How do you write equations for perpendicular lines?

I will assume you know how to find the equation of a line if you know the slope and a point on that line.

The key thing to remember is:

Two perpendicular lines have slopes that are opposite reciprocals of each other.
e.g if one has slope -8/13 then its perpendicular has slope of 13/8.

Simply use that fact and you should have no problem.

I understand that much...

The problem that I'm having an issue with is this...

Find an equation of the line that contains (1,8) and is perpendicular to y = 3/4x + 1.

I always get the answer y = -4/3 + 8, but the answer is y = -4/3 + 9 1/3.

I just don't understand how they get the "9 1/3" part.

Ok
the slope of the old line is 3/4 so the slope of the new line must be -4/3

let it be y = (-4/3)x + b
but the point (1,8) is on it, so

8 = -4/3(1)+b
8+4/3=b
b=28/3

therefore y = -4/3 x + 28/3 or
y = -4/3 x + 9 1/3

You said "I always get the answer y = -4/3 + 8, but the answer is y = -4/3 + 9 1/3."

Your equation makes no sense, it has no x, and why did you put the 8 where the y-intercept should be????

I forgot to put the x's in, sorry.
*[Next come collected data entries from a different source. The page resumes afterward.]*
PR #510, opened 2022-06-22
added yxyx  and rel_yxyx bounding box format support in bounding box utils

divyashreepathihalli:


keras_cv/bounding_box/converters_test.py
```diff
@@ -20,9 +20,13 @@
 from keras_cv import bounding_box
 
 xyxy_box = tf.constant([[10, 10, 110, 110], [20, 20, 120, 120]], dtype=tf.float32)
+yxyx_box = tf.constant([[10, 10, 110, 110], [20, 20, 120, 120]], dtype=tf.float32)
```
LukeWood, line 23: now that we have a distinction between the first X and y why don't we update one of the 10s to a 15, and one of the 20s to a 25, and one of the 120s to a 122.

That way we can have coverage of these swaps.

LukeWood (changes requested):
One comment on test coverage, other than that LGTM

Thank you for the PR Divya!

LukeWood (approved):
Thanks Divya!  Ready to merge when you are

divyashreepathihalli:
> 

Thanks Luke, but I don't have the permission to merge.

I MENT to say "y = (-4/3)x + 8" and "y = (-4/3) + 9 1-3"

I put the 8 where the y-intercept should go because that's where it said to put it in the packet that I have for over the summer Geometry homework. It showed step by step instructions and that's where it said to put it. Maybe it's teachng it wrong then.

Thanks, the way you did it made WAYY more sence than the way the page explained it. They made it way more complicated than it truley is. I'm definatly going to come here for any other homework help.

I am pretty sure that your packet says to put Y-intercept where you put the 8

But the 8 was NOT the y-intercept, the point was (1,8) so it could not have been on the y axis.

You should recognize the y-intercept if the point has the form (0,?)

If you are given any point, simply replace the x and y of your equation with the x and y values of the given point.